Por que a alternativa A está correta: No TNM (AJCC 8ª ed.), cN2b corresponde a metástases em linfonodos mamários internos homolaterais clinicamente aparentes, sem envolvimento axilar. Isso diferencia de cN2a (axilares fixos/aglutinados) e de cN1 (axilares móveis). Esse detalhe é clássico em provas e está alinhado a diretrizes como NCCN e INCA.

Análise das alternativas incorretas:

B) Descreve, na verdade, perfil de luminal A: RE/RP elevados, baixo grau histológico e baixa proliferação (Ki-67 baixo), geralmente de melhor prognóstico. O luminal B é RE+ com RP mais baixo/ausente, Ki-67 alto, maior grau, e pode ser HER2+ ou HER2−; tem prognóstico pior que luminal A (St Gallen, UpToDate, NCCN).
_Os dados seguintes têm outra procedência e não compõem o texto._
Issue #427, opened 2021-11-18
Deterministic mesh partitioning


jrekoske:
When running identical jobs (same mesh and number of MPI ranks), I noticed that the partitions are different. This is undesirable for certain post-processing activities. 

I read the parmetis manual (http://glaros.dtc.umn.edu/gkhome/fetch/sw/parmetis/manual.pdf) and all the parmetis API’s accept an option[] array. It appears that option[2] specifies the seed used to generate a partition.

From page 24:
 options This is an array of integers that is used to pass additional parameters for the routine. The first element
(i.e., options[0]) can take either the value of 0 or 1. If it is 0, then the default values are used,
otherwise the remaining three elements of options are interpreted as follows:

options[2] This is the random number seed for the routine.

So it would appear that fixing the value of option[2] = XXX would solve the non-deterministic partition problem.

Does anyone foresee any problems with fixing the seed for all simulations?

jrekoske:
It seems like a simple fix to change this line 

https://github.com/TUM-I5/PUML2/blob/57bfa7df18ab3610e66a5827a64dca6b28bd168b/PartitionMetis.h#L139

to idx_t options[3] = {1, 1, 0}

krenzland:
METIS_RANDOM_SEED is a constant already (defined in the same file), so the metis call itself should be deterministic.
There is also the compile option -DMINI_SEISSOL=OFF which sets the weights of all nodes to 1 (instead of varying weights). Note that this will likely lead to a loss of performance for large runs.

Why is the inconsistent mesh partitioning a problem for your use case?

AliceGabriel:
Hi, we here really need to have consistent element ids across many simulations using the same mesh. The simulations are not large.

krenzland:
Sure, but it is quite easy to reorder elements in post-processing, especially for small simulations. You can steal the logic from here:  https://github.com/SeisSol/SeisSol/blob/master/postprocessing/science/compute_diff_seissol_data.py

In any case, I believe that -DMINI_SEISSOL=OFF should lead to deterministic partitioning.

ravil-mobile:
I can confirm that by configuring SeisSol with `-DMINI_SEISSOL=OFF` is going to solve the problem.

Thomas-Ulrich:
good to know. Maybe we can document this idea and close the issue?

krenzland:
[...]

PR #986, opened 2023-10-30
Always compile with comm thread and mini SeisSol enabled

davschneller:
As the title says, both the communication thread and mini SeisSol currently have compile-time variables to switch them on/off—but there's nothing from always supporting them. Thus, we do the following:

* introduce environment variables `SEISSOL_MINISEISSOL` and `SEISSOL_COMMTHREAD` (both boolean) which control if the two features are enabled, respectively
* also, introduce an additional parameter variable for mini SeisSol, in case we want to encode the determinism there.


src/Parallel/Helper.hpp
```diff
@@ -0,0 +1,25 @@
...
+namespace seissol {
+template <typename T>
+void printCommThreadInfo(const T& mpiBasic) {
+  bool useThread = utils::Env::get<bool>("SEISSOL_COMMTHREAD", true);
+  if (mpiBasic.isSingleProcess()) {
+    logInfo(mpiBasic.rank()) << "Using polling for advancing MPI communication, due to having only "
+                                "one MPI rank running.";
+  }
+  if (useThread) {
+    logInfo(mpiBasic.rank()) << "Using a communication thread for advancing MPI communication.";
```
Thomas-Ulrich, line 14: so if SEISSOL_COMMTHREAD=True and one node, we will get:
```
Using polling for advancing MPI communication, due to having only one MPI rank running.
Using a communication thread for advancing MPI communication.
```
Which is not what expected.

cmake/process_users_input.cmake
```diff
@@ -6,11 +6,9 @@ set(GRAPH_PARTITIONING_LIB_OPTIONS parmetis parhip ptscotch)
 set_property(CACHE GRAPH_PARTITIONING_LIBS PROPERTY STRINGS ${GRAPH_PARTITIONING_LIB_OPTIONS})
 
 option(MPI "Use MPI parallelization" ON)
-option(MINI_SEISSOL "Use MiniSeisSol to compute node weights for load balancing" ON)
 option(OPENMP "Use OpenMP parallelization" ON)
 option(ASAGI "Use asagi for material input" OFF)
 option(MEMKIND "Use memkind library for hbw memory support" OFF)
-option(USE_IMPALA_JIT_LLVM "Use llvm version of impalajit" OFF)
```
Thomas-Ulrich, line 13: this is not really related to the PR?

src/SeisSol.cpp
```diff
@@ -98,14 +99,19 @@ bool seissol::SeisSol::init(int argc, char* argv[]) {
...
+  if (seissol::useCommThread(MPI::mpi)) {
+    auto freeCpus = pinning.getFreeCPUsMask();
+    logInfo(rank) << "Communication thread affinity        :"
+                  << parallel::Pinning::maskToString(freeCpus);
+    if (parallel::Pinning::freeCPUsMaskEmpty(freeCpus)) {
+      logError()
+          << "There are no free CPUs left. Make sure to leave one for the communication thread. If "
+             "you want to run SeisSol without a communication thread (and instead use polling), "
+             "then try running with the environment variable \"SEISSOL_COMMTHREAD=false\". "
+             "However, for more balanced performance, we recommend using the communication thread.";
```
Thomas-Ulrich, line 113: what means more balanced performance? higher performance?

src/Initializer/InitProcedure/InitMesh.cpp
```diff
@@ -58,24 +59,26 @@ static void readMeshPUML(const seissol::initializer::parameters::SeisSolParamete
...
-    nodeWeight = 1.0 / elapsedTime;
-
-    const auto summary = seissol::statistics::parallelSummary(nodeWeight);
-    logInfo(rank) << "Node weights: mean =" << summary.mean << " std =" << summary.std
-                  << " min =" << summary.min << " median =" << summary.median
-                  << " max =" << summary.max;
-
-    writer::MiniSeisSolWriter writer(seissolParams.output.prefix.c_str());
-    writer.write(elapsedTime, nodeWeight);
+  if (utils::Env::get<bool>("SEISSOL_MINISEISSOL", true) && seissolParams.mesh.miniseissol) {
```
Thomas-Ulrich, line 62: why to read the environment variable, if miniseissol is defined in the parameter file?
I would only keep the parameter file.
(by the way, commthread could also be defined in the parameter file).

Thomas-Ulrich (commented):
I think it is a good idea. I ve noted a few things

Thomas-Ulrich:
you also need to update the doc.
(e.g. supermucNG page, frontera, etc, parameters.par, do a search, there are a lot of occurences of COMMTHREAD)

src/Initializer/InitProcedure/InitMesh.cpp
davschneller: Personally, I'd tend to keep them an environment variable at the moment, because they don't influence the simulation per se.
The mini SeisSol got into the parameter file as well, because it seemed to be needed in #427 IMO.

davschneller:
> you also need to update the doc. (e.g. supermucNG page, frontera, etc, parameters.par, do a search, there are a lot of occurences of COMMTHREAD)

Yup, you're right. Probably, it's good if we enable versioning for the readthedocs before that; I'll look into it.

src/Parallel/Helper.hpp
```diff
@@ -0,0 +1,25 @@
+#pragma once
```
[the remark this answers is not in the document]
davschneller: Yup, I think so. I've replaced it.

cmake/process_users_input.cmake
davschneller: Not really; it's only an unused option at the moment IIRC—or at least, since easi was removed as a submodule.

src/SeisSol.cpp
davschneller: Removed that sentence.

src/Initializer/InitProcedure/InitMesh.cpp
Thomas-Ulrich: I don't understand. I would only keep the environement variable, and remove seissolParams.mesh.miniseissol.
#427 can be fixed by using the environement variable, right?

davschneller: Yup, it can. Ok, I'll remove the parameter from the parameter file.

davschneller:
Ok, the docs should be updated and the new environment variables documented.

Documentation/environment-variables.rst
```diff
@@ -1,7 +1,25 @@
...
+By default, any SeisSol run with more than one MPI rank will use a communication thread to advance the MPI progress engine.
+For that, you will need to leave at least one thread vacant in your OpenMP thread placing map, cf. the SuperMUC-NG example below.
+
+If you do not want to use a communication thread, you may set `SEISSOL_COMMTHREAD=0`; then SeisSol polls on the progress from time to time.
+
+Load Balancing
+--------------
+
+When running with multiple ranks, SeisSol will estimate the performance of a node, to enable better load balancing for it.
+For that, it runs the so-called "Mini SeisSol" benchmark. As its name already hints at—it simulates a small test workload on each node;
```
Thomas-Ulrich, line 18: typo "at—it"

Thomas-Ulrich (approved):
LGTM, thanks!

Documentation/environment-variables.rst
davschneller: Ok, replaced the "—" with a comma

PR #988, opened 2023-11-07
fail if dynamic rupture parameters not find

Thomas-Ulrich:
Require that the friction law parameters are specified in the parameter file, and do not use default values if not found.

### DIFF
--- a/src/DynamicRupture/Parameters.h
+++ b/src/DynamicRupture/Parameters.h
@@ -74,25 +74,33 @@ inline std::unique_ptr<DRParameters> readParametersFromYaml(std::shared_ptr<YAML
     drParameters->backgroundType = getWithDefault(yamlDrParams, "backgroundtype", 0);
     drParameters->isThermalPressureOn = getWithDefault(yamlDrParams, "thermalpress", false);
     drParameters->t0 = getWithDefault(yamlDrParams, "t_0", 0.0);
-    drParameters->rsF0 = getWithDefault(yamlDrParams, "rs_f0", 0.0);
-    drParameters->rsA = getWithDefault(yamlDrParams, "rs_a", 0.0);
-    drParameters->rsB = getWithDefault(yamlDrParams, "rs_b", 0.0);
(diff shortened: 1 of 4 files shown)


src/DynamicRupture/Parameters.h
```diff
@@ -74,25 +74,33 @@ inline std::unique_ptr<DRParameters> readParametersFromYaml(std::shared_ptr<YAML
     drParameters->backgroundType = getWithDefault(yamlDrParams, "backgroundtype", 0);
     drParameters->isThermalPressureOn = getWithDefault(yamlDrParams, "thermalpress", false);
     drParameters->t0 = getWithDefault(yamlDrParams, "t_0", 0.0);
-    drParameters->rsF0 = getWithDefault(yamlDrParams, "rs_f0", 0.0);
-    drParameters->rsA = getWithDefault(yamlDrParams, "rs_a", 0.0);
```
davschneller, line 78: Is `rs_a` still needed? It doesn't appear in the new parameters

davschneller (commented):
LGTM, only a single question regarding `rs_a`

Thomas-Ulrich:
Interestingly enough, this PR allow finding that rs_muw is not specified in tpv105 precomputed:
https://github.com/SeisSol/precomputed-seissol/blob/master/tpv105/parameters.par#L14-L40

>Tue Nov 07 19:40:44, Error: The field "rs_muw" was not found, but it is required. 

Should we then use rs_muw=0 in tpv105 precomputed, or change it to 0.2 (https://github.com/SeisSol/Examples/blob/master/tpv105/parameters.par#L22) and recompute the precomputed?

src/DynamicRupture/Parameters.h
Thomas-Ulrich: I removed this line as rsA is defined as a spatially dependent parameter (yaml file).
(I now also remove the other line mentioning this parameter).

davschneller:
Does it run through other code, if `rs_muw != 0`? Then maybe, it would be worth it—if it's not too much work to re-compute the pre-compute(d).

C) Cirurgia conservadora (setorectomia/quadrantectomia) é o padrão para doença inicial (estádios I–II), quando há relação tumor/mama favorável e possibilidade de radioterapia. Em estádios tardios (localmente avançados/III), a conduta costuma iniciar com terapia neoadjuvante; a indicação de cirurgia conservadora é selecionada e muitas vezes opta-se por mastectomia. Em estágio IV, o foco é tratamento sistêmico. Portanto, a assertiva generaliza de forma incorreta (NCCN, INCA).

D) BI-RADS 3 significa “provavelmente benigno” com risco < 2%, não é “suspeito” e não exige biópsia imediata. A conduta-padrão é seguimento de curto intervalo (geralmente 6, 12 e 24 meses) e biópsia apenas se houver mudança ou fatores adicionais de risco (ACR BI-RADS; INCA/MS).

Estratégia para a prova:

  • TNM nodal: memorize que N2b = mamários internos clínicos, sem axila.
  • Luminal A x B: pense em Ki-67: baixo (A) vs alto (B); grau baixo (A) vs alto (B); RP frequentemente baixo no B.
  • Cirurgia conservadora: regra para doença inicial, não para “estádios tardios”.
  • BI-RADS 3: “provavelmente benigno” = seguimento, não biópsia imediata.

Referências essenciais: AJCC 8ª ed. (TNM); NCCN Breast Cancer Guidelines (2024); ACR BI-RADS Atlas; INCA/Ministério da Saúde – Diretrizes para Detecção Precoce; UpToDate; Harrison’s Principles of Internal Medicine.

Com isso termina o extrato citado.